# What you will do
Which lines in the records below contain the word "scripts"? Copy each one.

# Saved data entries
────────────────────────────────────────
PR #1132, opened 2017-02-23
Allow project.prefix to use overridden value

bobbygryzynger:
Changes proposed:
- Allow the commit message hook to get `project.prefix` from BLT so that an overridden value may be used (such as one in `project.local.yml`).

### DIFF
--- a/scripts/git-hooks/commit-msg
+++ b/scripts/git-hooks/commit-msg
@@ -6,7 +6,7 @@
 # 15 characters.
 
 ROOT_DIR="$(pwd)"
-COMMAND="$ROOT_DIR/vendor/bin/yaml-cli get:value $ROOT_DIR/blt/project.yml project.prefix"
+COMMAND="$ROOT_DIR/vendor/bin/blt echo-property -Dproperty.name=project.prefix -silent -emacs"
 ERROR=$($COMMAND 2>&1 > /dev/null)
 PREFIX=$($COMMAND)
 RED='\033[0;31m'


grasmash:
This makes sense to me, but it further slows down an already very slow set of git hooks. I wonder if we could use a faster approach than running a BLT command?

bobbygryzynger:
We could run `yaml-cli get:value $ROOT_DIR/blt/project.yml project.prefix` and then check if `$ROOT_DIR/blt/project.local.yml` exists and has a value for `project.prefix`. 

I don't know that this ends up being substantially faster and I don't like that it essentially duplicates BLT's internal overriding process.

Did you have any other ideas?

bobbygryzynger:
@grasmash - another approach I've thought about here is making `project.prefix` an array. 

The reason I'd like to be able to use an overridden value or multiple values is that in my multisite context, there are multiple projects, each with their own project project prefix. I'm finding myself forced to update my `project.yml` in order to commit changes and then revert this change to `project.yml` afterwards (and hope I don't forget and accidentally commit the change later on). 

Ideally, `project.prefix` could be overridden in `sites/*/site.yml` but I could settle for multiple values being passed to the regular expression in `commit-msg`. 

Would you be open to this change rather than going through BLT itself?

grasmash:
@bobbygryzynger Can't you just use `site.yml` right now to override project.prefix on per-site basis?

grasmash:
If not, yes I'd prefer this approach:

> We could run yaml-cli get:value $ROOT_DIR/blt/project.yml project.prefix and then check if $ROOT_DIR/blt/project.local.yml exists and has a value for project.prefix.

Even though it's duplicative. It should be much faster.

bobbygryzynger:
@grasmash unfortunately no, you can't use `site.yml` because those overrides are loaded by BLT. 

Any solution allowing this to be used would require retrieving `project.prefix` from BLT. But even that is not entirely viable because during a commit you wouldn't be able to specify what site the commits are for in order to load the correct overrides. 

For now, just checking values within `project.local.yml` is the simplest solution. I'll update the PR.

bobbygryzynger:
Closing see #1259.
────────────────────────────────────────
# Task solution
--- a/scripts/git-hooks/commit-msg
+++ b/scripts/git-hooks/commit-msg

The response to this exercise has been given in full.